Discussion in 'General Discussion Subforum' started by Forest, May 31, 2012.

  1. chumba

    chumba Peer Supporter

    Hi all, I've been working through this post and listening to webinar recording. I can't work out how the Jody's brain picture fits in. Could someone please explain, thanks.
     
  2. JanAtheCPA

    JanAtheCPA Beloved Grand Eagle

    Chumba, it's a picture of the inner cycle of self-abuse that Alan was explaining to "Annie" - where our inner child is being abused by our parental bully. It doesn't matter if it's really your parents or not, as he explains later to Ginger (in Annie's case it's definitely her mother). (Probably true for Jody too)

    Did you get that Jody is a former patient of Alan's? And that this was a self-portrait that she made during treatment? (he said that she's an artist). He kept it with her permission because this cycle of self-abuse is such a common denominator amongst us. And because it's a really cool picture. :)

    Jan
     
  3. chumba

    chumba Peer Supporter

    Thank you, I missed the bit about Jody being a former patient, now it makes sense.
     
  4. Shanshu Vampyr

    Shanshu Vampyr Well known member

    Hi TMS friends,

    New to these drop in chats; are they every Saturday? Just listened to the "Ginger" segment per Alan Gordon's suggestion. It was really insightful and powerful.

    Is there a way to videoconference future Drop In Chats?

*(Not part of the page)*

PR #393, opened 2023-01-27
fix required fields that are renamed

jaypipes:
A previous commit that used the `github.com/aws-controllers-k8s/pkg/names` package instead of the local `pkg/names` package changed the implementation of the `Field.IsRequired` method slightly by no longer referring to the `names.ModelOriginal` value. This ModelOriginal value was really just a hack from a while ago because we didn't have support for reverse-lookups of renamed fields to original Input/Output struct member names.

Just spitballin' here...I Skype with Alan Gordon so there must be some technological way.
     
  5. chumba

    chumba Peer Supporter

    Just finished listening to the session, it gave me some huge insights. It's made contemplate finding a therapist but being downunder I wouldn't know where to even begin to find one. I certainly don't feel like the therapists I saw in the past were close to the mark for my issues.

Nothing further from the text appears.